I can’t do much more on my adoption paperwork right now besides wait. Which, of course, means it’s nesting time!
When DH is stressed, he shoots things on the computer. When I’m stressed, I work. It drives him crazy. Once, I was painting the living room (which I had decided to do on a whim; I had the paint and everything, was feeling down, and decided to paint the room that night instead of at some later date). “I feel so much better!” I commented as I got going, admiring the new, non-off-white shade on the walls. “What am I going to do when I run out of rooms to paint?”
DH ducked behind the paper and muttered, “Take up drinking?” Thanks, dear.
No, usually what I do is crafting.
So, we’re getting a toddler sometime before the end of the year. That means he’ll need a quilt for his toddler bed. I pulled out the scraps of Chinese-themed fabrics I have and started messing around…
(Why did WordPress just eat my first four photos and the comments under each? Beats me, but I hate rewriting!)
The geometric batik and the dragons at the top are leftovers from the Storm at Sea quilt I did for my bed. It’s gorgeous, so I thought I should try to use it. Then I thought of the Chinese legend of the Carp Jumping Over the Dragon Gate. The carp worked really hard and finally succeeded in jumping the huge Dragon Gate and was rewarded by being turned into a dragon. (Empress got the reference and remembered the story right away.) So, there’s sort of a hint of an elaborately patterned gate at the top, with dragons in the sky beyond.
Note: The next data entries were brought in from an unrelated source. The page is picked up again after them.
PR #30354, opened 2023-09-11
fix: Consider only sessions from last few days for SAU/MAU

sampaiodiego:

It changes the filter for the cronjob that runs daily to calculate the workspace MAU to fetch sessions only from 3 days ago.

This change is will only have an impact in case the cronjob has been skipped for quite a few days and will prevent large workspace from having the database hammered when it runs again.

### DIFF
--- a/apps/meteor/server/models/raw/Sessions.ts
+++ b/apps/meteor/server/models/raw/Sessions.ts
@@ -169,7 +169,7 @@ const getProjectionByFullDate = (): { day: string; month: string; year: string }
 export const aggregates = {
 	dailySessions(
 		collection: Collection<ISession>,
-		{ from, to }: { from: Date; to: Date },
+		{ start, end }: DestructuredRange,
 	): AggregationCursor<
 		Pick<ISession, 'mostImportantRole' | 'userId' | 'day' | 'year' | 'month' | 'type'> & {
 			time: number;
@@ -185,9 +185,7 @@ export const aggregates = {
 					lastActivityAt: { $exists: true },
 					device: { $exists: true },
 					type: 'session',
-
-					// we filter by createdAt to be able to perform a range query, since the "day", "month" and "year" fields were not meant for that
-					createdAt: { $gte: from, $lt: to },
+					...matchBasedOnDate(start, end),
 				},
 			},
 			{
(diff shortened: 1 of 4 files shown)


apps/meteor/server/models/raw/Sessions.ts
```diff
@@ -178,115 +178,103 @@ export const aggregates = {
...
-					$match: {
-						time: { $gt: 0 },
-					},
+		const pipeline = [
+			{
+				$match: {
+					userId: { $exists: true },
+					lastActivityAt: { $exists: true },
+					device: { $exists: true },
+					type: 'session',
```
KevLehman, line 187: Do you think an index on all the fields would cover the query better? 👀

apps/meteor/server/models/raw/Sessions.ts
```diff
@@ -178,115 +178,103 @@ export const aggregates = {
...
+			},
+		];
+
+		return collection.aggregate<
+			Pick<ISession, 'mostImportantRole' | 'userId' | 'day' | 'year' | 'month' | 'type'> & {
+				time: number;
+				sessions: number;
+				devices: ISession['device'][];
+				_computedAt: string;
+			}
```
KevLehman, line 276: This should be its own type, since you're reusing it above

apps/meteor/server/models/raw/Sessions.ts
```diff
@@ -1616,4 +1604,25 @@ export class SessionsRaw extends BaseRaw<ISession> implements ISessionsModel {
...
+	}
+
+	async updateAllSessionsByDateToComputed(from: Date, to: Date): Promise<UpdateResult | Document> {
+		return this.updateMany(
+			{
+				type: 'session',
+
+				// we filter by createdAt to be able to perform a range query, since the "day", "month" and "year" fields were not meant for that
+				createdAt: { $gte: from, $lt: to },
+			},
```
KevLehman, line 1619: Do we need an index on type+createdAt? Not sure how the collection data is composed

MarcosSpessatto (approved):

apps/meteor/server/models/raw/Sessions.ts
sampaiodiego: 👍 we can do that later

PR #30373, opened 2023-09-12
feat: New records page analytics tab

rique223:
## Jira task: [WM-172](https://rocketchat.atlassian.net/browse/WM-172?atlOrigin=eyJpIjoiNjI3NDQ3ZTAwNjc5NDQ0ZWIzZjBkMTAwNTM1NTI5NTgiLCJwIjoiaiJ9)

Changed the name/route of the administration Logs page to Records, implemented a tab-based layout in the page, and added a new "Analytics Reports" tab that retrieves data from the /v1/statistics endpoint, presenting it beautified and indented with tabs.

Demo gif:
records_analytics

## Further comments

[WM-172]: https://rocketchat.atlassian.net/browse/WM-172?atlOrigin=eyJpIjoiNWRkNTljNzYxNjVmNDY3MDlhMDU5Y2ZhYzA5YTRkZjUiLCJwIjoiZ2l0aHViLWNvbS1KU1cifQ


apps/meteor/client/views/admin/viewLogs/AnalyticsReports.tsx
```diff
@@ -0,0 +1,38 @@
...
+						By sending your statistics, you'll help us identify how many instances of
+						<Link href='https://rocket.chat/' target='_blank' rel='noopener noreferrer'>
+							Rocket.Chat
+						</Link>
+						are deployed, as well as how good the system is behaving, so we can further improve it. Don't worry, as no user information is
+						sent and all the information we receive is kept confidential.
+					</Trans>
+				</Box>
+			</Box>
+			<Box display='flex' flexDirection='column' padding={8} flexGrow={1} color='default' bg='neutral' borderRadius='x4' overflow='scroll'>
```
hugocostadev, line 31: avoid using 'x4' , use only the number 
```suggestion
			<Box display='flex' flexDirection='column' padding={8} flexGrow={1} color='default' bg='neutral' borderRadius={4} overflow='scroll'>
```

apps/meteor/client/views/admin/viewLogs/AnalyticsReports.tsx
```diff
@@ -0,0 +1,38 @@
...
+				<pre>{JSON.stringify(analytics, null, '\t')}</pre>
```
hugocostadev, line 32: That's OK, but I guess that you can use the highlight.js to beautify the payload if you want, the dependency is already there

apps/meteor/client/views/admin/viewLogs/hooks/useAnalyticsObject.ts
```diff
@@ -0,0 +1,8 @@
+import { useEndpoint } from '@rocket.chat/ui-contexts';
+import { useQuery } from '@tanstack/react-query';
+
+export const useAnalyticsObject = () => {
+	const getAnalytics = useEndpoint('GET', '/v1/statistics');
+
+	return useQuery(['analytics'], () => getAnalytics({}));
+};
```
hugocostadev, line 8: don't return the entire useQuery return, you can return only the necessary objects, and also you can get rid of `data` and send only the payload

apps/meteor/client/views/admin/viewLogs/ViewLogsPage.tsx
```diff
@@ -1,18 +1,33 @@
...
+import React, { useState } from 'react';
 
 import Page from '../../../components/Page';
+import AnalyticsReports from './AnalyticsReports';
 import ServerLogs from './ServerLogs';
+import { useAnalyticsObject } from './hooks/useAnalyticsObject';
 
 const ViewLogsPage = (): ReactElement => {
 	const t = useTranslation();
+	const { data, isSuccess } = useAnalyticsObject();
```
hugocostadev, line 14: You can fetch the data inside the `AnalyticsReport`

apps/meteor/packages/rocketchat-i18n/i18n/en.i18n.json
```diff
@@ -423,6 +424,7 @@
   "Analytics_features_users_Description": "Tracks custom events related to actions related to users (password reset times, profile picture change, etc).",
   "Analytics_Google": "Google Analytics",
   "Analytics_Google_id": "Tracking ID",
+  "analytics.page.bySending": "By sending your statistics, you'll help us identify how many instances of <1>Rocket.Chat</1> are deployed, as well as how good the system is behaving, so we can further improve it. Don't worry, as no user information is sent and all the information we receive is kept confidential.",
```
hugocostadev, line 427: Try to follow the same key structure for naming your keys...

hugocostadev (changes requested):

apps/meteor/client/views/admin/viewLogs/AnalyticsReports.tsx
rique223: The spec for this doesn't include highlighting so I figured it wasn't necessary. Also, I'd like to avoid depending on an external library to do such a simple thing. This goes without mentioning the overhead of using highlight.js.

apps/meteor/client/views/admin/viewLogs/ViewLogsPage.tsx
rique223: If I did this it would re-run the query, and consequently the rest request, on every tab change, creating a lot of unnecessary re-requests. On this note I belive it would be good to refactor the ServerLogs component to avoid unnecessary requests as well, but since it is quite old and probably will be deprecated in the future I didn't try to.

apps/meteor/client/views/admin/viewLogs/hooks/useAnalyticsObject.ts
rique223: If I do this react query will stop interacting correctly with itself and cause TS errors and, consequently, unnecessary overhead, also will make future usage of this hook harder than it needs to be.

rique223: If I do this react query will stop interacting correctly with itself and cause TS errors and, consequently, unnecessary overhead, also will make future usage of this hook harder than it needs to be.

rique223: For an example:
image
image

apps/meteor/client/views/admin/viewLogs/ViewLogsPage.tsx
hugocostadev: Why would be re-render? The useQuery has a cache mechanism that prevent that, it's just a good practice to use this hook, this was mentioned on the front-end meeting

hugocostadev: Also, we need to handle error scenario and refetch if necessary

hugocostadev (changes requested):

hugocostadev (approved):

tassoevan (approved):

PR #30381, opened 2023-09-13
chore: Add the possibility for removing the watcher for the message collection

MarcosSpessatto:

https://rocketchat.atlassian.net/browse/ARCH-1208


packages/core-services/src/events/listeners.ts
```diff
@@ -0,0 +1,12 @@
...
+import type { IServiceClass } from '../types/ServiceClass';
+
+export const dbWatchersDisabled = ['yes', 'true'].includes(String(process.env.DISABLE_DB_WATCHERS).toLowerCase());
+
+export const listenToMessageSentEvent = (service: IServiceClass, action: (message: IMessage) => Promise<void>): void => {
+	if (dbWatchersDisabled) {
+		return service.onEvent('message.sent', (message: IMessage) => action(message));
+	}
+	return service.onEvent('watch.messages', ({ message }) => action(message));
+};
```
MarcosSpessatto, line 12: @ggazzo @sampaiodiego I decided to create another event to handle the "manual" process of sending events instead of using the existing `watch.messages`.

PR #30383, opened 2023-09-13
fix: Custom translations do not work

matheusbsilva137:
## Issue(s)

Introduced in #29097

## Further comments

TC-953


yash-rajpal (approved):

tassoevan (changes requested):
Is ignoring the prefix (instead of assuming it's `core`) a good idea? Also, what about server-side translations?

yash-rajpal:
> Is ignoring the prefix (instead of assuming it's `core`) a good idea? Also, what about server-side translations?

The final `results` doesn't contain the namespace prefix, we remove the namespace prefix before adding it to the final translations object. In this case it wasn't working for custom-translations not having namespace prefix so this fix handles that case.

tassoevan (approved):

PR #30408, opened 2023-09-15
chore: Adapt some messaging features to work without the DB watcher

MarcosSpessatto:

This PR adapts the following features to work without the DB watcher:
- Send message;
- Update message;
- Delete message;
- Save system messages (only the ones sent through the MessageService)
- Discussions;

ARCH-1209
ARCH-1210
ARCH-1211
ARCH-1212
ARCH-1213
ARCH-1215
ARCH-1216
ARCH-1241
ARCH-1234
ARCH-1230


apps/meteor/app/lib/server/functions/deleteMessage.ts
```diff
@@ -86,11 +86,19 @@ export async function deleteMessage(message: IMessage, user: IUser): Promise<voi
...
 
-	await callbacks.run('afterDeleteMessage', deletedMsg, room);
-
 	// decrease message count
 	await Rooms.decreaseMessageCountById(message.rid, 1);
 
+	await callbacks.run('afterDeleteMessage', deletedMsg, room);
+
+	const mustNotifyNewMessageSent = keepHistory || showDeletedStatus;
+	if (mustNotifyNewMessageSent) {
```
sampaiodiego, line 95:
```suggestion
	if (keepHistory || showDeletedStatus) {
```

apps/meteor/app/lib/server/lib/notifyUsersOnMessage.js
```diff
@@ -191,4 +191,9 @@ export async function notifyUsersOnMessage(message, room) {
 	return message;
 }
 
-callbacks.add('afterSaveMessage', (message, room) => notifyUsersOnMessage(message, room), callbacks.priority.LOW, 'notifyUsersOnMessage');
+callbacks.add(
+	'afterSaveMessage',
+	(message, room) => notifyUsersOnMessage(message, room),
+	callbacks.priority.MEDIUM,
```
sampaiodiego, line 197: any reason to change this to MEDIUM? just curious

sampaiodiego (changes requested):

apps/meteor/app/lib/server/lib/notifyUsersOnMessage.js
MarcosSpessatto: This comes from the discussion feature. I changed that because I need that to run before the discussion callback, otherwise, we would end up without the correct number of messages within that room. https://github.com/RocketChat/Rocket.Chat/blob/28419b8278704677ee03a054ddfb66bff2b8f818/apps/meteor/app/lib/server/lib/notifyUsersOnMessage.js#L187

sampaiodiego (approved):

PR #30414, opened 2023-09-16
Live preview message composer

imf-ali:


imf-ali:
Code line added
image

 Output:
image

tassoevan (changes requested):
Rocket.Chat uses it's own parser (`@rocket.chat/message-parser`) instead of Markdown because we do not follow the CommonMark specification. Also, this parser outputs a structure that is not HTML, therefore it's not the format I'd personally pass to Quill to render. Maybe doing a translation between the message parser AST output and Quill's Deltas is the way to go.

imf-ali:
https://github.com/RocketChat/Rocket.Chat/pull/31731
Attaching this PR for reference, as came up with new implementation suggested by @tassoevan and @hugocostadev

PR #30430, opened 2023-09-18
chore:  remove connectToCloud option

ggazzo:
[NBJ-366]

## Further comments

[NBJ-366]: https://rocketchat.atlassian.net/browse/NBJ-366?atlOrigin=eyJpIjoiNWRkNTljNzYxNjVmNDY3MDlhMDU5Y2ZhYzA5YTRkZjUiLCJwIjoiZ2l0aHViLWNvbS1KU1cifQ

Strips of diamonds are coming along, but I’m still not sure I like all those wild patterns right next to each other…
Maybe the gate should be more than a hint; it needs side posts.
More tweaking on gate shape (angled roof instead of straight), more experimenting with borders.
Does a narrower gate roof help? Not really…
Maybe the bamboo should extend above the gate to tie it more to the carp pool?
Wait! Instead of a vague reference to a gate, let’s make it a proper gate with roof tile edging (the gold). And add a calmer green-on-green edge around the carp pool.
There we go. The calmer prints set off and sort of calm down (a little) the wild variety of patterns, while emphasizing the carp pool and the gate, then the sky of free dragons stretches all the way across.
Quilted, backed with a section of symbolic Chinese kites and all of my remaining red fabric with calligraphy good wishes words (which was going to be the red corner blocks way back in the original plan; the fabric is the main border on Empress’s toddler quilt). Edged in red, of course, the color of happiness and celebration in Chinese culture.
Now I just need a particular little boy to wrap in it.